J'entends mon cœur se craqueler dans ma poitrine puis se briser, morceau par morceau, fragment par fragment. Je suis comme gelée, complètement paralysée par le froid qu'il a jeté sur moi – je n'arrive même pas à pleurer, c'est pour dire.
Je me sens vide.
Je voudrais lui hurler dessus, le pousser en arrière, lui crier qu'il m'a détruite, qu'il ne me connaît même pas et que tout ce qu'il dit de moi est faux. Je veux lui bourrer le crâne pour qu'il comprenne que je ne suis pas parfaite et que je n'ai jamais prétendu l'être, et que ce n'est pas ma faute s'il espérait sortir avec une Barbie ou un personnage de série.
Mais je suis tellement, tellement vide que je n'y arrive pas.
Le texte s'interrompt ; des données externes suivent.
PR #1014, opened 2021-11-22
Softmax perf optimization

scxiao:
This PR is to optimize the softmax on GPU, three changes are made:
1) Change the number of threads in a block from 256 to 128
2) Increase the max number of blocks in the kernel from 256 to 1M. 
3) For the case that the axis is the last dimension, we removed the computation of index since it is not required.

With these change, we can get about 2x speedup compared to the develop branch for the softmax op used in the BertSquad model.


src/targets/gpu/device/softmax.cpp
```diff
@@ -20,34 +20,58 @@ void softmax(hipStream_t stream, const argument& result, const argument& arg, in
     migraphx::shape batch_shape{result.get_shape().type(), batch_lens};
 
     hip_visit_all(result, arg, batch_shape)([&](auto output, auto input, auto batch) {
-        const index_int max_block_size = 256;
+        const index_int max_block_size = 128;
```
pfultz2, line 23: This may not be a good choice when the reduction axis is very large. If this works better in other models that use softmax(such as resnet50 and inception) then we can keep it for now and then improve these choices when we convert this to the jit model.

src/targets/gpu/device/include/migraphx/gpu/device/launch.hpp
```diff
@@ -76,7 +76,7 @@ MIGRAPHX_DEVICE_CONSTEXPR auto gs_invoke(F&& f, index_int i, index) -> decltype(
 inline auto gs_launch(hipStream_t stream, index_int n, index_int local = 1024)
 {
     index_int groups  = (n + local - 1) / local;
-    index_int nglobal = std::min<index_int>(256, groups) * local;
+    index_int nglobal = std::min<index_int>(1048576, groups) * local;
```
pfultz2, line 79: Was this tested on vega20? This also affects all kernels not just softmax. So how does this affect the overall performance of models(not just bert)?

scxiao:
@pfultz2 When you get a chance, could you please take a look at it again?

pfultz2 (approved):

src/targets/gpu/device/include/migraphx/gpu/device/launch.hpp
kahmed10: Can we change this value to something more generic like 1,000,000 instead of a random number?

kahmed10:
Works well on gfx1030.

src/targets/gpu/device/include/migraphx/gpu/device/launch.hpp
scxiao: changed to 1 billion.

scxiao: @kahmed10 Do you have other comments for this PR?

kahmed10 (approved):

PR #1019, opened 2021-12-02
Handle miopen fusions when using pointwise fusions

pfultz2:


src/targets/gpu/fuse_ops.cpp
```diff
@@ -596,7 +708,8 @@ struct miopen_conv_bias
         f    = fusion(inputs[0]);
         conv = f.create_conv(op, inputs[1]);
         bias = f.create_bias(inputs[3]);
-        f.compile(ctx);
+        if(not f.compile(ctx))
+            MIGRAPHX_THROW("Failed to compile fusion plan");
```
kahmed10, line 712: Should we specify which fusion we are attempting here so that it is more helpful for debugging? Such as convolution attributes, input and filter size, etc

pfultz2: This is just to keep the legacy behavior. This will be removed when we switch to pointwise fusions as this will have a more graceful fallback rather than throwing an error.

kahmed10 (approved):

scxiao (commented):
Do we have unit test for this optimization?

umangyadav (approved):

scxiao (approved):

PR #1020, opened 2021-12-02
Fuse convert ops

pfultz2:


scxiao (commented):
Do we need a unit test for this change?

kahmed10 (approved):

pfultz2:
> Do we need a unit test for this change?

It is already covered by our verification tests when using `MIGRAPHX_ENABLE_POINTWISE_FUSION=1`.

scxiao (approved):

Alors, doucement, je fais volte-face. Je me retourne, appuie lentement sur le bouton qui ouvre les portes et arrive enfin dans la rue comme si rien ne s'était passé. Je m'éloigne doucement, pas à pas, et rejoint le métro sans un regard en arrière. Je ne parle à personne, je ne mets même pas mes écouteurs.
Je regarde juste le vide et essaie de comprendre comment est-ce que j'ai pu laisser délibérément ce poison s'infiltrer dans mes veines et dans ma vie... et tout faire exploser.